**WHAT IS REQUIRED:**
Reproduce all records word for word.

** Opening SUPPLIED INFORMATION block **

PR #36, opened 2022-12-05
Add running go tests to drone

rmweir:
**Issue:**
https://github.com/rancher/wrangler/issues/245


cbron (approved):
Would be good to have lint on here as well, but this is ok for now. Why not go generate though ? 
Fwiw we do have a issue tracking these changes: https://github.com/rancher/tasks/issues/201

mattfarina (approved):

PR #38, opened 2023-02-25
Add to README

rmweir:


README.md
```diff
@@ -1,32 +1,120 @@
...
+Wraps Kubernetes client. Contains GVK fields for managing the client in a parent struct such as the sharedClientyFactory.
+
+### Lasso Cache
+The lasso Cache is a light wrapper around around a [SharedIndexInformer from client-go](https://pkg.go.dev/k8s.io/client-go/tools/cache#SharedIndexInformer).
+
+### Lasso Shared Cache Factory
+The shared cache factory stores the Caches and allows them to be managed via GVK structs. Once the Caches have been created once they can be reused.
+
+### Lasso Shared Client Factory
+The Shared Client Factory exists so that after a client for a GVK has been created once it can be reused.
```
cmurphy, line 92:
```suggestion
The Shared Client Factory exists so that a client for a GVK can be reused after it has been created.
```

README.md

** Closing SUPPLIED INFORMATION block **

**EXERCISE RESPONSE:**
PR #36, opened 2022-12-05
Add running go tests to drone

rmweir:
**Issue:**
https://github.com/rancher/wrangler/issues/245


cbron (approved):
Would be good to have lint on here as well, but this is ok for now. Why not go generate though ? 
Fwiw we do have a issue tracking these changes: https://github.com/rancher/tasks/issues/201

mattfarina (approved):

PR #38, opened 2023-02-25
Add to README

rmweir:


README.md
```diff
@@ -1,32 +1,120 @@
...
+Wraps Kubernetes client. Contains GVK fields for managing the client in a parent struct such as the sharedClientyFactory.
+
+### Lasso Cache
+The lasso Cache is a light wrapper around around a [SharedIndexInformer from client-go](https://pkg.go.dev/k8s.io/client-go/tools/cache#SharedIndexInformer).
+
+### Lasso Shared Cache Factory
+The shared cache factory stores the Caches and allows them to be managed via GVK structs. Once the Caches have been created once they can be reused.
+
+### Lasso Shared Client Factory
+The Shared Client Factory exists so that after a client for a GVK has been created once it can be reused.
```
cmurphy, line 92:
```suggestion
The Shared Client Factory exists so that a client for a GVK can be reused after it has been created.
```

README.md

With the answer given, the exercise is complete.